About this exercise
Look for the word "addressed" in the entries and copy every line where it shows up.

[Saved data entries]
PR #2060, opened 2019-03-22
Load core extensions synchronously

kchadha:
### Resolves

First step towards converting core blocks into extensions.

### Proposed Changes

Allows loading internal (non-worker) extensions synchronously. This should work for any existing extension, but will be used for loading core block extensions in the future. An example core block category is also provided and used in the tests.

To manually test, you can pull in these changes and add coreExample to the `CORE_EXTENSIONS` const in src/virtual-machine.js and it should load with the other core block categories.

Known issue:
- currently the core extension loads slightly after the other categories in the toolbox, and this will eventually need to be fixed in the gui when we end up getting rid of the default toolbox xml.

### Test Coverage

Added unit tests and integration test for loading an extension (or a dispatch service) synchronously.

### DIFF
--- a/src/dispatch/central-dispatch.js
+++ b/src/dispatch/central-dispatch.js
@@ -47,12 +47,12 @@ class CentralDispatch extends SharedDispatch {
         const {provider, isRemote} = this._getServiceProvider(service);
         if (provider) {
             if (isRemote) {
-                log.error("Cannot use 'callSync' on a remote service provider.");
-                return;
+                throw new Error(`Cannot use 'callSync' on remote provider for service ${service}.`);
             }
 
             return provider[method].apply(provider, args);
         }
+        throw new Error(`Provider not found for service: ${service}`);
     }
 
     /**
--- a/src/dispatch/central-dispatch.js
+++ b/src/dispatch/central-dispatch.js
@@ -36,6 +36,39 @@ class CentralDispatch extends SharedDispatch {
     }
 
     /**
+     * Synchronously call a particular method on a particular service provided locally.
+     * Calling this function on a remote service will fail.
+     * @param {string} service - the name of the service.
+     * @param {string} method - the name of the method.
+     * @param {*} [args] - the arguments to be copied to the method, if any.
+     * @returns {*} - the return value of the service method.
+     */
+    callSync (service, method, ...args) {
+        const {provider, isRemote} = this._getServiceProvider(service);
+        if (provider) {
+            if (isRemote) {
+                log.error("Cannot use 'callSync' on a remote service provider.");
+                return;
+            }
+
+            return provider[method].apply(provider, args);
+        }
+    }
+
+    /**
+     * Synchronously set a local object as the global provider of the specified service.
+     * WARNING: Any method on the provider can be called from any worker within the dispatch system.
+     * @param {string} service - a globally unique string identifying this service. Examples: 'vm', 'gui', 'extension9'.
+     * @param {object} provider - a local object which provides this service.
+     */
+    setServiceSync (service, provider) {
+        if (this.services.hasOwnProperty(service)) {
+            log.warn(`Central dispatch replacing existing service provider for ${service}`);
+        }
+        this.services[service] = provider;
+    }
+
+    /**
      * Set a local object as the global provider of the specified service.
      * WARNING: Any method on the provider can be called from any worker within the dispatch system.
      * @param {string} service - a globally unique string identifying this service. Examples: 'vm', 'gui', 'extension9'.
@@ -45,10 +78,7 @@ class CentralDispatch extends SharedDispatch {
     setService (service, provider) {
         /** Return a promise for consistency with {@link WorkerDispatch#setService} */
         try {
-            if (this.services.hasOwnProperty(service)) {
-                log.warn(`Central dispatch replacing existing service provider for ${service}`);
-            }
-            this.services[service] = provider;
+            this.setServiceSync(service, provider);
             return Promise.resolve();
         } catch (e) {
             return Promise.reject(e);
--- a/src/extension-support/extension-manager.js
+++ b/src/extension-support/extension-manager.js
@@ -11,7 +11,7 @@ const BlockType = require('./block-type');
 const builtinExtensions = {
     // This is an example that isn't loaded with the other core blocks,
     // but serves as a reference for loading core blocks as extensions.
-    coreExample: require('../blocks/scratch3_core_example'),
+    coreExample: () => require('../blocks/scratch3_core_example'),
     // These are the non-core built-in extensions.
     pen: () => require('../extensions/scratch3_pen'),
     wedo2: () => require('../extensions/scratch3_wedo2'),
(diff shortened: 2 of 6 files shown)


src/dispatch/central-dispatch.js
```diff
@@ -35,6 +35,39 @@ class CentralDispatch extends SharedDispatch {
...
+    callSync (service, method, ...args) {
+        const {provider, isRemote} = this._getServiceProvider(service);
+        if (provider) {
+            if (isRemote) {
+                log.error("Cannot use 'callSync' on a remote service provider.");
+                return;
+            }
+
+            return provider[method].apply(provider, args);
+        }
```
cwillisf, line 54:
```suggestion
        }
        throw new Error(`Provider not found for service: ${service}`);
```

src/dispatch/central-dispatch.js
```diff
@@ -35,6 +35,39 @@ class CentralDispatch extends SharedDispatch {
...
+     * @param {string} method - the name of the method.
+     * @param {*} [args] - the arguments to be copied to the method, if any.
+     * @returns {*} - the return value of the service method.
+     */
+    callSync (service, method, ...args) {
+        const {provider, isRemote} = this._getServiceProvider(service);
+        if (provider) {
+            if (isRemote) {
+                log.error("Cannot use 'callSync' on a remote service provider.");
+                return;
```
cwillisf:
```suggestion
                throw new Error(`Cannot use 'callSync' on remote provider for service ${service}.`);
```

src/extension-support/extension-manager.js
```diff
@@ -108,6 +112,27 @@ class ExtensionManager {
...
+     * fail if the provided id is not does not match an internal extension.
+     * @param {string} extensionId - the ID of an internal extension
+     */
+    loadExtensionIdSync (extensionId) {
+        if (builtinExtensions.hasOwnProperty(extensionId)) {
+            /** @TODO dupe handling for non-builtin extensions. See commit 670e51d33580e8a2e852b3b038bb3afc282f81b9 */
+            if (this.isExtensionLoaded(extensionId)) {
+                const message = `Rejecting attempt to load a second extension with ID ${extensionId}`;
+                log.warn(message);
+                return; // TODO Do we want to throw an error here?
```
cwillisf: Good question... my gut feeling is that trying to load a second copy of an extension isn't a "fatal" error since the goal of loading an extension is to gain access to the blocks, and after this path is done the blocks should be available in the dupe case because they already were available before the call. I'm open to further discussion though :)

src/extension-support/extension-manager.js
```diff
@@ -124,7 +149,7 @@ class ExtensionManager {
 
             const extension = builtinExtensions[extensionURL]();
             const extensionInstance = new extension(this.runtime);
-            return this._registerInternalExtension(extensionInstance).then(serviceName => {
+            return Promise.resolve(this._registerInternalExtension(extensionInstance)).then(serviceName => {
                 this._loadedExtensions.set(extensionURL, serviceName);
```
cwillisf: All this is synchronous now, right? In that case it might be easier to read & understand if it's written this way:
```js
this._registerInternalExtension(...);
this._loadedExtensions.set(...);
return Promise.resolve();
```

src/extension-support/extension-manager.js
```diff
@@ -150,7 +175,7 @@ class ExtensionManager {
                     dispatch.call('runtime', '_refreshExtensionPrimitives', info);
                 })
                 .catch(e => {
-                    log.error(`Failed to refresh buildtin extension primitives: ${JSON.stringify(e)}`);
+                    log.error(`Failed to refresh built-in extension primitives: ${JSON.stringify(e)}`);
```
cwillisf, line 181: No, I meant that the extension primitives were built from tin!
:iwasneverhere:

cwillisf (changes requested):
Looks great! I added a few nit-picky requests but I don't see any major issues.

src/dispatch/central-dispatch.js
```diff
@@ -35,6 +35,39 @@ class CentralDispatch extends SharedDispatch {
...
+     * @param {string} service - the name of the service.
+     * @param {string} method - the name of the method.
+     * @param {*} [args] - the arguments to be copied to the method, if any.
+     * @returns {*} - the return value of the service method.
+     */
+    callSync (service, method, ...args) {
+        const {provider, isRemote} = this._getServiceProvider(service);
+        if (provider) {
+            if (isRemote) {
+                log.error("Cannot use 'callSync' on a remote service provider.");
```
kchadha:
```suggestion
```

src/extension-support/extension-manager.js
kchadha: I think that sounds reasonable!

```suggestion
                return;
```

kchadha: Should we make it so that the analogous code in loadExtensionURL doesn't reject the promise here?

kchadha:
@cwillisf, I think I addressed all of your comments/suggestions and also followed up with a question. =]

src/extension-support/extension-manager.js
```diff
@@ -9,6 +9,10 @@ const BlockType = require('./block-type');
 // TODO: change extension spec so that library info, including extension ID, can be collected through static methods
 
 const builtinExtensions = {
+    // This is an example that isn't loaded with the other core blocks,
+    // but serves as a reference for loading core blocks as extensions.
+    coreExample: require('../blocks/scratch3_core_example'),
```
rschamp: Recently there was a performance pass to do these requires asynchronously. Is this require intentionally synchronous?

src/extension-support/extension-manager.js
```diff
@@ -108,6 +112,27 @@ class ExtensionManager {
         return this._loadedExtensions.has(extensionID);
     }
 
+    /**
+     * Synchronously load an internal extension (core or non-core) by ID. This call will
+     * fail if the provided id is not does not match an internal extension.
+     * @param {string} extensionId - the ID of an internal extension
+     */
+    loadExtensionIdSync (extensionId) {
+        if (builtinExtensions.hasOwnProperty(extensionId)) {
```
rschamp: Should we not throw or warn if it's not built in?

test/unit/dispatch.js
```diff
@@ -62,3 +62,24 @@ test('remote', t => {
...
+    t.equal(a, 42);
+
+    const b = dispatch.callSync('SyncDispatchTest', 'doubleArgument', 9);
+    t.equal(b, 18);
+
+    const c = dispatch.callSync('SyncDispatchTest', 'doubleArgument', 123);
+    t.equal(c, 246);
+
+    try {
+        dispatch.callSync('SyncDispatchTest', 'throwException');
```
rschamp: My understanding is that you should be able to use, e.g. 
```suggestion
        t.throws(() => dispatch.callSync('SyncDispatchTest', 'throwException'), new Error('This is a test exception thrown by DispatchTest'));
```

rschamp (changes requested):
The only comment here I think is consequential is the one about the async require, since we don't want to become inconsistent and lose the benefit of the perf work.

src/extension-support/extension-manager.js
kchadha: Good catch! This was not intentional.

src/extension-support/extension-manager.js
kchadha: I'll add a warning.

test/unit/dispatch.js
kchadha: Done.

kchadha:
@rschamp addressed all your comments! Thanks!

src/extension-support/extension-manager.js
cwillisf: Oh. Hmm... I always find it awkward when I disagree with my past self... ;)

Yeah, I guess I would recommend just returning an empty `Promise.resolve()` from `loadExtensionURL` in the equivalent branch. I guess maybe I made that reject before I realized that rejecting a promise is just as "serious" as throwing an exception.

rschamp (approved):

src/extension-support/extension-manager.js
kchadha: I think this plan makes sense.

cwillisf (approved):

src/extension-support/extension-manager.js
cwillisf: I don't think the change in `loadExtensionURL` needs to block this PR; we can improve consistency in a later change if you'd like. I have this vague sense that we'll be actively working in this area for a while ;)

Answer space
@cwillisf, I think I addressed all of your comments/suggestions and also followed up with a question. =]
@rschamp addressed all your comments! Thanks!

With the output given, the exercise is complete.